# Conectar cable USB directamente a la corriente



## adrianmacia (May 8, 2018)

Hola!
Soy nuevo en el foro y no tengo mucha idea de electrónica, y a ver si me podeis echar una mano.

Me acabo de comprar una cámara de vigilancia de Xiaomi. Esta cámara está alimentada por un cable usb y el otro extremo va al enchufe, como si se tratara de un cargador de móvil.

El problema es que la quiero instalar en el exterior, junto a una caja estanca donde me gustaría hacer ahí el empalme y conectarla directamente a la corriente, pero no tengo ni idea de si esto es posible realizarlo.

Esta es la cámara por detrás, para que veáis el tipo de conexión.




¿Se puede conectar un cable usb directamente a la corriente?, si no es así, ¿que necesito para poder conectar una cámara alimentada por usb directamente a la corriente?

Muchas gracias!


----------



## sergiot (May 8, 2018)

No se entiende nada de lo que pretendes hacer, primero, un cable usb a los 220Vac o 110Vac de la red domiciliaria?? si es asi, estás loco!!! hay una fuente que conviete los 220Vac o 110Vac en 5Vcc.


----------



## adrianmacia (May 8, 2018)

sergiot dijo:


> No se entiende nada de lo que pretendes hacer, primero, un cable usb a los 220Vac o 110Vac de la red domiciliaria?? si es asi, estás loco!!! hay una fuente que conviete los 220Vac o 110Vac en 5Vcc.


Creia que me habia explicado bien.

Lo que pretendo hacer es conectar la camara a la corriente eléctrica.
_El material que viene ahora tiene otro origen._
PR #925, opened 2020-08-06
Add padding to target regions in somatic variant calling workflows

### LINKED ISSUE #915: handle ROI wingspans in variant calling workflows
In the somatic, tumor-only, and germline workflows, interval lists are input that describe the locations being captured.  Currently, variant calls are strictly restricted to being within these target regions, which results in a fair number of false negatives (splice sites, for example).

The solution we favor is to take a input interval list that defines the target region, but then also pass a  `variant-calling-wingspan` parameter that expands those regions by the specified amount, and uses that expanded set of regions for variant calling. (using Picard Intervaltools).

Sin necesidad de usar el cargador. El problema es que esta cámara está alimentada por un puerto usb.


----------



## sergiot (May 8, 2018)

Si esa parte se entendió, y como pretendes hacer para convertir los 220vac a los 5vcc sin usar el "cargador"?? o tu idea era cortar el cable del lado del cargador y poner un enchufe y enchufarlo a la red electrica?? queres saber cuales son los cables??


----------



## adrianmacia (May 8, 2018)

sergiot dijo:


> Si esa parte se entendió, y como pretendes hacer para convertir los 220vac a los 5vcc sin usar el "cargador"?? o tu idea era cortar el cable del lado del cargador y poner un enchufe y enchufarlo a la red electrica?? queres saber cuales son los cables??


A ver a ver, debes de tener en cuenta que no tengo ni idea de electrónica y es por eso que estoy preguntando esto.
Imagino que es imposible pelar un extremo del cable USB y conectarlo a la red electrica empalmando los cables y metiendolo en la caja estanca.
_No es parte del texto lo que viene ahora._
PR #934, opened 2020-08-20
Hackathon GATK4 Modifications

Sam16711:
GATK4 upgrade. We decided to keep GATK3.6 unchanged for all CombineVariants related tool CWLs since GATK4 no longer has CombineVariants command. Same case for ReadBackedPhasing command. Also keep /tools/set_filter_status.cwl unchanged because GATK4 VariantFiltration doesn’t output “##contig=<ID=chrXX” header,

No sé, me imagino que debe de haber algo para conectar un apartado alimentado por cable USB micro sin necesidad del propio cargador. ¿Algún cable especial quizás, con un extremo USB micro?

Por cierto, vivo en España.


----------



## Dr. Zoidberg (May 8, 2018)

Para hacerla corta: si querés conectar el cable usb directamente a los 220V sin usar el cargador lo podes hacer, pero antes pasanos tu ubicación gps para mirar desde aca cuando la camara y vos exploten y vuelen.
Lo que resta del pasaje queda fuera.